» Work instructions
From the listing below, set down exactly the lines between the one holding "The following error" and the one holding "In light of", inclusive. No other line is wanted.

» Supplied data

PR #330, opened 2015-07-10
Added terms to the readonly list

noisecapella:
`learning_resources` terms are editable but because it's a related field its presence in `read_only_fields` is ignored. This shouldn't change any functionality but the change would prevent some confusion


giocalitri:
Looks fine to me: merging

PR #206, opened 2021-11-24
Add architecture override option to Update command

### LINKED ISSUE #198: wingetcreate looks for installer architecture instead of application architecture

To replace my team's current custom tooling for deploying to `winget`, I am trying to adopt `wingetcreate` for automatic updates of the `Microsoft.Git` manifest each time we release. The manifest currently has one installer and specifies an `x64` architecture. Note that this refers to the _application to be installed_ not the _installer itself_ (which is `x86`).

When we attempt to publish a new manifest, `wingetcreate` downloads the installer and detects that the _installer_ is `x86`. It then compares it to the `x64` specified in the manifest and fails. I've included more details below, but in short I think `wingetcreate` is matching on __installer__ architecture when it should be matching on __application__ architecture.

### Steps to reproduce

__Pre-Requisites__
1. Use a Windows 10 machine
0. Ensure `winget` and `wingetcreate` are installed and on the path
0. Generate a PAT that has `repo:public_repo` scope

__Steps to Reproduce__

Run the following command (replacing *** with the token you generated above):

`wingetcreate update Microsoft.Git -u https://github.com/ldennington/git/releases/download/v2.33.0.vfs.0.7/Git-2.33.0.vfs.0.7-64-bit.exe -v 2.33.0.0.7 -o manifests -t ***`

### Expected behavior

I expected the `Microsoft.Git` manifest to be updated successfully and saved to the `manifests` directory.

### Actual behavior

The following error is thrown:

```
Each new installer URL must have a single match to an existing installer based on installer type and architecture. The following installers failed to match an existing installer:
Multiple matches found for X86 Inno installer detected from the url: https://github.com/ldennington/git/releases/download/v2.33.0.vfs.0.7/Git-2.33.0.vfs.0.7-64-bit.exe
```
I tried to update the architecture to `x86` in the manifest, but that broke `winget` validation (which makes sense since `x64` applications can't run on `x86` machines). So I don't actually think this was the right fix. My understanding is that Inno Setup only ships an `x86` version, and it's only possible to create `x86` Inno installers using this tech, so I would expect this issue to impact a lot of products beyond just `Microsoft.Git`.

In light of this, I believe that `wingetcreate` should be looking at the __application__ architecture instead of the __installer__ architecture when attempting to find an installer match. 

### Environment

```shell
Windows Package Manager Version: v1.1.12701
Windows OS Build: 19043.1288
wingetcreate Version: 0.4.2.1
Package: Microsoft.Git
```

ryfu-msft:
Resolves #198 

This PR addresses issues that some users have been having with the update command detecting the wrong architecture from the installers they provide when trying to use the update command. This discrepancy is often seen in nullsoft installers, which are detected to be x86 based off their installer executables, even if they install a x64 application.

To resolve this, we added the ability for users to append the overriding architecture to the end of the installerURL they are updating with. The architecture must be separated by the '|' character with no spaces.

Example (overriding x64 installer with x86):
wingetcreate update <PackageIdentifier> -u https://foobar_x64_installer.exe|x86

Changes:
- Adds an example to the UpdateCommand on how to use the architecture override.
- Add functionality for parsing installerUrls for architecture overrides by splitting based on the '|' character.
- Matching new installers to existing installers now first checks if a match can be found by comparing the installerType and the new overriding architecture. If no match can be found, then the architecture detected from the url string or the binary are used instead. If both of these comparisons fail, a matching error is shown to the user.
- Refactor matching logic into separate method called FindInstallerMatch().

Testing:
Added 5 unit tests to verify the functionality of this new features:
- Verifies that invalid architecture specified for override shows error message
- Verifies that multiple architectures specified for override shows error message
- Verifies update command succeeds with an overriding architecture specified that matches an existing installer
- Verifies the update command succeeds if the overriding architecture fails to match, but the url and binary detection does find a match to an existing installer.
- Verifies that failing a match when updating with an architecture override shows a warning message to the user.

###### Microsoft Reviewers: [Open in CodeFlow](https://portal.fabricbot.ms/api/codeflow?pullrequest=https://github.com/microsoft/winget-create/pull/206)

### DIFF
--- a/src/WingetCreateCLI/Commands/UpdateCommand.cs
+++ b/src/WingetCreateCLI/Commands/UpdateCommand.cs
@@ -249,20 +249,21 @@ namespace Microsoft.WingetCreateCLI.Commands
                 return null;
             }
 
-            List<PackageParser.DetectedArch> detectedArchOfInstallers;
-            List<Installer> newInstallers = new List<Installer>();
+            InstallerUpdateHelper installerUpdateHelper =
+                new InstallerUpdateHelper
+                {
+                    PackageFiles = packageFiles,
+                    InstallerUrls = this.InstallerUrls,
+                    NewInstallers = new List<Installer>(),
+                    DetectedArchitectures = new List<PackageParser.DetectedArch>(),
+                    ArchitectureOverrideMap = installerArchOverrideMap,
+                };
 
             try
             {
-                PackageParser.UpdateInstallerNodesAsync(
-                    installerManifest,
-                    this.InstallerUrls,
-                    packageFiles,
-                    out detectedArchOfInstallers,
-                    out newInstallers,
-                    installerArchOverrideMap);
-
-                DisplayMismatchedArchitectures(detectedArchOfInstallers);
+                // List of detected architectures should get populated by update.
+                PackageParser.UpdateInstallerNodesAsync(installerManifest, installerUpdateHelper);
+                DisplayMismatchedArchitectures(installerUpdateHelper.DetectedArchitectures);
             }
             catch (InvalidOperationException)
             {
--- a/src/WingetCreateCLI/Commands/UpdateCommand.cs
+++ b/src/WingetCreateCLI/Commands/UpdateCommand.cs
@@ -224,6 +224,12 @@ namespace Microsoft.WingetCreateCLI.Commands
             // Parse out architecture overrides from installer URLs and reassign.
             this.InstallerUrls = this.ParseInstallerUrlsForArchOverride(this.InstallerUrls.ToList(), out Dictionary<string, InstallerArchitecture> installerArchOverrideMap);
 
+            // If InstallerUrls is null, there was an issue when parsing for architecture override.
+            if (this.InstallerUrls == null)
+            {
+                return null;
+            }
+
             foreach (var key in installerArchOverrideMap.Keys)
             {
                 Logger.Warn($"Overriding {key} with architecture {installerArchOverrideMap[key]}");
@@ -447,32 +453,36 @@ namespace Microsoft.WingetCreateCLI.Commands
         {
             installerArchOverrideMap = new Dictionary<string, InstallerArchitecture>();
             List<string> parsedInstallerUrls = new List<string>();
-            foreach (string installerUrl in installerUrlsToBeParsed)
+            foreach (string item in installerUrlsToBeParsed)
             {
-                if (installerUrl.Contains('|'))
+                if (item.Contains('|'))
                 {
                     // '|' character indicates that an architecture override can be parsed from the installer.
-                    string[] installerUrlOverride = installerUrl.Split('|');
+                    string[] installerUrlOverride = item.Split('|');
 
                     if (installerUrlOverride.Length > 2)
                     {
                         Logger.ErrorLocalized(nameof(Resources.MultipleArchitectureOverride_Error));
+                        return null;
                     }
 
-                    InstallerArchitecture? overrideArch = installerUrlOverride[1].ToEnumOrDefault<InstallerArchitecture>();
+                    string installerUrl = installerUrlOverride[0];
+                    string overrideArchString = installerUrlOverride[1];
+                    InstallerArchitecture? overrideArch = overrideArchString.ToEnumOrDefault<InstallerArchitecture>();
                     if (overrideArch.HasValue)
                     {
-                        parsedInstallerUrls.Add(installerUrlOverride[0]);
-                        installerArchOverrideMap.Add(installerUrlOverride[0], overrideArch.Value);
+                        parsedInstallerUrls.Add(installerUrl);
+                        installerArchOverrideMap.Add(installerUrl, overrideArch.Value);
                     }
                     else
                     {
-                        Logger.ErrorLocalized(nameof(Resources.UnableToParseArchOverride_Error), installerUrlOverride[1]);
+                        Logger.ErrorLocalized(nameof(Resources.UnableToParseArchOverride_Error), overrideArchString);
+                        return null;
                     }
                 }
                 else
                 {
-                    parsedInstallerUrls.Add(installerUrl);
+                    parsedInstallerUrls.Add(item);
                 }
             }
 
--- a/src/WingetCreateCLI/Commands/UpdateCommand.cs
+++ b/src/WingetCreateCLI/Commands/UpdateCommand.cs
@@ -41,6 +41,7 @@ namespace Microsoft.WingetCreateCLI.Commands
             {
                 yield return new Example(Resources.Example_UpdateCommand_SearchAndUpdateVersionAndInstallerURL, new UpdateCommand { Id = "<PackageIdentifier>", InstallerUrls = new string[] { "<InstallerUrl1>", "<InstallerUrl2>" }, Version = "<Version>" });
                 yield return new Example(Resources.Example_UpdateCommand_SaveAndPublish, new UpdateCommand { Id = "<PackageIdentifier>", Version = "<Version>", OutputDir = "<OutputDirectory>", GitHubToken = "<GitHubPersonalAccessToken>" });
+                yield return new Example(Resources.Example_UpdateCommand_OverrideArchitecture, new UpdateCommand { Id = "<PackageIdentifier>", InstallerUrls = new string[] { "<InstallerUrl1>|<InstallerArchitecture>" }, Version = "<Version>" });
             }
         }
 
--- a/src/WingetCreateCLI/Commands/UpdateCommand.cs
+++ b/src/WingetCreateCLI/Commands/UpdateCommand.cs
@@ -450,10 +450,10 @@ namespace Microsoft.WingetCreateCLI.Commands
         /// <returns>List of <see cref="InstallerMetadata"/> helper objects used for updating the installers.</returns>
         private List<InstallerMetadata> ParseInstallerUrlsForArchOverride(List<string> installerUrlsToBeParsed)
         {
-            List<InstallerMetadata> installerUpdateList = new List<InstallerMetadata>();
+            List<InstallerMetadata> installerMetadataList = new List<InstallerMetadata>();
             foreach (string item in installerUrlsToBeParsed)
             {
-                InstallerMetadata installerUpdate = new InstallerMetadata();
+                InstallerMetadata installerMetadata = new InstallerMetadata();
 
                 if (item.Contains('|'))
                 {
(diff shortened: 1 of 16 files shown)


src/WingetCreateCLI/Commands/UpdateCommand.cs
```diff
@@ -40,6 +41,7 @@ public static IEnumerable<Example> Examples
             {
                 yield return new Example(Resources.Example_UpdateCommand_SearchAndUpdateVersionAndInstallerURL, new UpdateCommand { Id = "<PackageIdentifier>", InstallerUrls = new string[] { "<InstallerUrl1>", "<InstallerUrl2>" }, Version = "<Version>" });
                 yield return new Example(Resources.Example_UpdateCommand_SaveAndPublish, new UpdateCommand { Id = "<PackageIdentifier>", Version = "<Version>", OutputDir = "<OutputDirectory>", GitHubToken = "<GitHubPersonalAccessToken>" });
+                yield return new Example(Resources.Example_UpdateCommand_OverrideArchitecture, new UpdateCommand { Id = "<PackageIdentifier>", InstallerUrls = new string[] { "<InstallerUrl1>|<InstallerArchitecture>" }, Version = "<Version>" });
```
palenshus, line 44: Can you update the update readme.md too?

src/WingetCreateCore/Common/PackageParser.cs
```diff
@@ -183,12 +183,14 @@ public static string GetFileHash(string path)
...
         /// <param name="newInstallers">List of newly parsed installer nodes.</param>
+        /// <param name="installerArchOverrideMap">Dictionary that maps the installer URL with the override architecture.</param>
         public static void UpdateInstallerNodesAsync(
             InstallerManifest installerManifest,
             IEnumerable<string> installerUrls,
             IEnumerable<string> paths,
             out List<DetectedArch> detectedArchOfInstallers,
-            out List<Installer> newInstallers)
+            out List<Installer> newInstallers,
+            Dictionary<string, InstallerArchitecture> installerArchOverrideMap)
```
palenshus, line 193: We now have three sort-of-arrays getting passed in that map to each other. How about we create a new input type with three properties, url, path, and overrideArch and pass in a list of those?

Optionally it could also have additional properties for Installer and DetectedArch and this method wouldn't need any out parameters, those things could just be set on the input objects themselves

src/WingetCreateCore/Common/PackageParser.cs
```diff
@@ -334,6 +307,76 @@ public static Installer CloneInstaller(Installer installer)
...
+                    i => (i.InstallerType ?? installerManifest.InstallerType) == newInstaller.InstallerType &&
+                    i.Architecture == detectedArch.OverrideArch);
+
+            if (overrideArchMatches.Count() == 1)
+            {
+                return overrideArchMatches.Single();
+            }
+
+            var urlArchMatches = existingInstallers.Where(
+                                        i => (i.InstallerType ?? installerManifest.InstallerType) == newInstaller.InstallerType &&
```
palenshus, line 346: [nit]: the tabbing here is weird and different than line 337

src/WingetCreateCore/Common/PackageParser.cs
```diff
@@ -334,6 +307,76 @@ public static Installer CloneInstaller(Installer installer)
...
+            ref List<Installer> multipleMatchedInstallers)
+        {
+            DetectedArch detectedArch = detectedArchOfInstallers.Find(
+                i => i.Url == newInstaller.InstallerUrl &&
+                (i.UrlArch == newInstaller.Architecture || i.BinaryArch == newInstaller.Architecture || i.OverrideArch == newInstaller.Architecture));
+
+            // If we can find an exact match by comparing the installerType and the override architecture, then return match.
+            // Otherwise, continue and try matching based on arch detected from url and binary detection, as the user could be trying overwrite with a new architecture.
+            var overrideArchMatches = existingInstallers.Where(
+                    i => (i.InstallerType ?? installerManifest.InstallerType) == newInstaller.InstallerType &&
```
palenshus, line 337: You can do this query once and save it to a temp variable, and then the three extra filter queries could all be based off of this, for example:

var overrideArchMatches archMatches.Where(i => i.Architecture == detectedArch.OverrideArch);

src/WingetCreateTests/WingetCreateTests/UnitTests/UpdateCommandTests.cs
```diff
@@ -253,6 +253,119 @@ public async Task BlockUpdateSubmissionsWithNoUpdate()
             Assert.That(result, Does.Contain(Resources.NoChangeDetectedInUpdatedManifest_Message), "Failed to block manifests without updates from submitting.");
         }
 
+        /// <summary>
+        /// Verfies that an error message is shown if the overriding architecture is invalid.
+        /// </summary>
+        /// <returns>A <see cref="Task"/> representing the result of the asynchronous operation.</returns>
+        [Test]
```
palenshus, line 260: Nice tests!

palenshus (changes requested):
:clock1:

src/WingetCreateCLI/Commands/UpdateCommand.cs
ryfu-msft: added example to readme

src/WingetCreateTests/WingetCreateTests/UnitTests/UpdateCommandTests.cs
ryfu-msft: thanks :)

src/WingetCreateCore/Common/PackageParser.cs
ryfu-msft: fixed weird tab spacing

src/WingetCreateCore/Common/PackageParser.cs
ryfu-msft: Changed to suggestion of only querying once and adding extra filters for the rest

src/WingetCreateCore/Models/InstallerUpdateHelper.cs
```diff
@@ -0,0 +1,44 @@
...
+
+namespace Microsoft.WingetCreateCore.Models
+{
+    using System.Collections.Generic;
+    using Microsoft.WingetCreateCore.Models.Installer;
+
+    /// <summary>
+    /// Helper class for storing information relating to updating an installer.
+    /// </summary>
+    public class InstallerUpdateHelper
```
palenshus, line 12: >InstallerUpdateHelper [](http://example.com/codeflow?start=17&length=21)

nit: I don't love this name. Helper to me implies something that exposes functionality to do things, this is really just a POCO class describing metadata about a url/installer. I think something like InstallerMetadata or InstallerUrlMetadata would be more apt?

src/WingetCreateCLI/Commands/UpdateCommand.cs
```diff
@@ -220,32 +222,48 @@ public async Task<Manifests> UpdateManifestsAutonomously(Manifests manifests)
...
+            List<InstallerUpdateHelper> installerUpdateHelpers = this.ParseInstallerUrlsForArchOverride(this.InstallerUrls.ToList());
+
+            // If the installer update list is null there was an issue when parsing for architecture override.
+            if (installerUpdateHelpers == null)
+            {
+                return null;
+            }
+
+            // Reassign list with parsed installer urls.
+            this.InstallerUrls = installerUpdateHelpers.Select(x => x.InstallerUrl);
```
palenshus, line 235: How could this change from what's passed in?

palenshus, line 235: If you keep this, use .ToList() or .ToArray(). If it's just the IEnumerable, then it'll have to be re-evaluated on every access

src/WingetCreateCLI/Commands/UpdateCommand.cs
```diff
@@ -419,6 +443,54 @@ private static void DisplayManifestsAsMenuSelection(Manifests manifests)
...
+                    }
+
+                    string installerUrl = installerUrlOverride[0];
+                    string overrideArchString = installerUrlOverride[1];
+                    InstallerArchitecture? overrideArch = overrideArchString.ToEnumOrDefault<InstallerArchitecture>();
+                    if (overrideArch.HasValue)
+                    {
+                        installerUpdate.InstallerUrl = installerUrl;
+                        installerUpdate.OverrideArchitecture = overrideArch.Value;
+                        installerUpdateList.Add(installerUpdate);
```
palenshus, line 476: Factor out of the if blocks

src/WingetCreateCore/Common/PackageParser.cs
```diff
@@ -176,36 +160,28 @@ public static string GetFileHash(string path)
...
-                if (!ParsePackageAndGenerateInstallerNodes(path, url, newInstallers, null, ref detectedArchOfInstallers))
+                if (!ParsePackageAndGenerateInstallerNodes(installerUpdateHelper, null))
                 {
-                    parseFailedInstallerUrls.Add(url);
+                    parseFailedInstallerUrls.Add(installerUpdateHelper.InstallerUrl);
                 }
             }
 
+            List<Installer> newInstallers = new List<Installer>();
+            installerUpdateHelpers.ForEach(x => newInstallers.AddRange(x.NewInstallers));
```
palenshus, line 183: = installerUpdateHelpers.SelectMany(x => x.NewInstallers).ToList()

palenshus: Actually, if you're just wanting the count, you could do SelectMany(...).Count(), or even installerUpdateHelpers.Sum(x => x.NewInstallers.Count)

src/WingetCreateCore/Common/PackageParser.cs
```diff
@@ -220,61 +196,36 @@ public static string GetFileHash(string path)
...
-                {
-                    installerMatchDict.Add(matchingExistingInstaller, newInstaller); // add the match to the map.
-                    existingInstallers.Remove(matchingExistingInstaller);
-                }
             }
 
             if (unmatchedInstallers.Any() || multipleMatchedInstallers.Any())
             {
-                throw new InstallerMatchException(multipleMatchedInstallers, unmatchedInstallers);
+                bool isArchitectureOverride = installerUpdateHelpers.Select(x => x.OverrideArchitecture).Any(i => i.HasValue);
```
palenshus, line 227: can just be installerUpdateHelpers.Any(x => x.OverrideArchitecture.HasValue)

palenshus (changes requested):
:clock1:

src/WingetCreateCore/Models/InstallerUpdateHelper.cs
ryfu-msft: Thanks for the suggestion, I was struggling to find a good name for this class. I changed the naming to "InstallerMetadata"

src/WingetCreateCLI/Commands/UpdateCommand.cs
ryfu-msft: this needs to be reassigned because this.InstallerUrls will have the old installerUrl values with any architecture overrides appended by the user. ParseInstallerUrlsForArchOverride should return the actual installerUrls provided by the user, so this line is needed to make sure this.InstallerUrls is accurate.

ryfu-msft: Added .ToList() as per suggestion since I'm deciding to keep this line.

src/WingetCreateCLI/Commands/UpdateCommand.cs
ryfu-msft: factored out of if blocks

src/WingetCreateCore/Common/PackageParser.cs
ryfu-msft: you are truly a linq magician. Thanks for the suggestion :) simplified to just determining the count of new installers.

src/WingetCreateCore/Common/PackageParser.cs
ryfu-msft: Thanks, changed to simplified suggestion

src/WingetCreateCLI/Commands/UpdateCommand.cs
palenshus: Thanks for adding the comment!

src/WingetCreateCLI/Commands/UpdateCommand.cs
palenshus: I meant the larger if blocks :)

ryfu-msft: ah i see, factored out of larger if block

palenshus (approved):
:shipit:

PR #215, opened 2022-01-19
Preserve existing ProductCode when updating

### LINKED ISSUE #212: ProductCode on installers is not preserved when updating existing manifest

I often post updates to the REAPER software to winget, which has `ProductCode: REAPER` set on both the x86 and x64 installers. However when running update with new urls and a new version, ProductCode is discarded in the new manifests.

### Steps to reproduce

wingetcreate update Cockos.REAPER -u https://www.reaper.fm/files/6.x/reaper645-install.exe https://www.reaper.fm/files/6.x/reaper645_x64-install.exe --version 6.45           

### Expected behavior

ProductCode is preserved twice in installer manifest

### Actual behavior

ProductCode is *bnot* preserved twice in installer manifest

### Environment

```shell
WingetCreateCLI 0.4.4.1
```

ryfu-msft:
Fixes #212 

Issue:
When updating an existingInstaller with a newInstaller, if the newInstaller does not have the productCode defined, it would overwrite the existing ProductCode. 

Fix:
In order to address this issue, I added a check to first see if the new ProductCode is non-null before assigning the value. That way the existing ProductCode can be preserved if no new value is present.

I have also applied the same logic to other relevant fields such as MinimumOSVersion, PackageFamilyName, and Platform.

###### Microsoft Reviewers: [Open in CodeFlow](https://portal.fabricbot.ms/api/codeflow?pullrequest=https://github.com/microsoft/winget-create/pull/215)

### DIFF
--- a/src/WingetCreateCore/Common/PackageParser.cs
+++ b/src/WingetCreateCore/Common/PackageParser.cs
@@ -360,10 +360,12 @@ namespace Microsoft.WingetCreateCore
             existingInstaller.InstallerUrl = newInstaller.InstallerUrl;
             existingInstaller.InstallerSha256 = newInstaller.InstallerSha256;
             existingInstaller.SignatureSha256 = newInstaller.SignatureSha256;
-            existingInstaller.ProductCode = newInstaller.ProductCode;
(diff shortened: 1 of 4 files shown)


yao-msft (approved):
:shipit:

» Result for this task
The following error is thrown:

```
Each new installer URL must have a single match to an existing installer based on installer type and architecture. The following installers failed to match an existing installer:
Multiple matches found for X86 Inno installer detected from the url: https://github.com/ldennington/git/releases/download/v2.33.0.vfs.0.7/Git-2.33.0.vfs.0.7-64-bit.exe
```
I tried to update the architecture to `x86` in the manifest, but that broke `winget` validation (which makes sense since `x64` applications can't run on `x86` machines). So I don't actually think this was the right fix. My understanding is that Inno Setup only ships an `x86` version, and it's only possible to create `x86` Inno installers using this tech, so I would expect this issue to impact a lot of products beyond just `Microsoft.Git`.

In light of this, I believe that `wingetcreate` should be looking at the __application__ architecture instead of the __installer__ architecture when attempting to find an installer match. 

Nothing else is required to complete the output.